This is a (naive) way to do some NLP on tweets in Node.js.
The module (as a whole) collects five minutes worth of tweets from the statuses/sample endpoint, filters out deletes and parses the text of status, then counts the occurances of each term. Depending on the network connection and the like, you can expect a few thousand tweets when collecting.
First, make sure you have Node.js. If not, brew install node
or download the executable for Windows, etc from the website.
Once you have node installed, you should also have NPM (you can check with npm --version
. Assuming you have git installed, you can clone this repository to your favorite directory for doing so and when it's done just type: npm install
.
Now you have all of the library dependencies installed in a local node_modules
folder.
Assuming you've installed the module and it's dependencies, you can simply:
node index.js COMMAND
collect -- Get some data from Twitter
process -- Get a term count with the top 10 terms
If you don't have a file called out.json
you can copy the sample data with
cp out.json.example out.json
or, if you want to take a quick break, collect some data with your Twitter API credentials. The process
script assumes you have environment variables that hold your Twitter API credentials, you can cp env.sh.template env.sh
and enter your API keys/tokens/secrets there. All you'll need to do is source env.sh
and you're good to go.
If you do have a file of tweet data, then it will just run the processing script against it and you'll be looking at a shiny table of results in no time at all.

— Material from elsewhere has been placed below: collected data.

PR #837, opened 2024-01-17
refactor(padding): move to padding.rs and update doc comments

joshka:


src/widgets/block.rs
```diff
@@ -6,18 +6,21 @@
...
-pub use self::title::{Position, Title};
 use crate::{
     prelude::*,
     symbols::border,
     widgets::{Borders, Widget},
 };
 
+mod padding;
+#[path = "../title.rs"]
+pub mod title;
```
Valentin271, line 19: What about moving `title.rs` to the right place?

Valentin271 (approved):
Apart from my comment, happy to merge.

The module uses the Twit library to connect to the Streaming API and adds a query parameter for getting tweets that are in "English." When collection is complete, the process script creates a read stream of the data which has the form:
{keys: tweetStuff}
{keys: tweetStuff}
{keys: tweetStuff}
Reading the file all at once would probably make it more difficult (plus could require adding more memory to the Node.js process) but treating the data as newline delimited JSON allows for using the split library to emit each tweet.
Each tweet is lightly sanitized and normalized to lower case using a transform stream via through, then sent through another transform stream that removes English Stop Words collected here. It should be noted that at this point, there should be some stemming but implementing stemming via some NLP library or a roll-your-own stemmer felt beyond the scope of the problem.
Once those transformations are finished, the data is broken up by whitespace and further sanitized for empty strings or blocks of numbers (which could have significance depening on the context) then put into a map-like object so terms can be counted as they are read from the previous stream. That object is then put through one last function when the stream is complete that coerces it into an array whose elements are objects of the form:
{term: 'word', value: n}
Such that n
is some positive integer.
This object is then sorted by the value property and sliced to return the 10 most used terms.